EXERCISE GOAL: Go through the listing and return every line with "schema" in it.

[MATERIAL FOR THE TASK Boundary: Start]

PR #1176, opened 2015-12-28
@schema_prefix for Ecto schema

Tica2:
Define prefix for schema with @schema_prefix attribute
Issues https://github.com/elixir-lang/ecto/issues/1006

For query we need to agree about format:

[MATERIAL FOR THE TASK Boundary: End]

REPLY:
@schema_prefix for Ecto schema
Define prefix for schema with @schema_prefix attribute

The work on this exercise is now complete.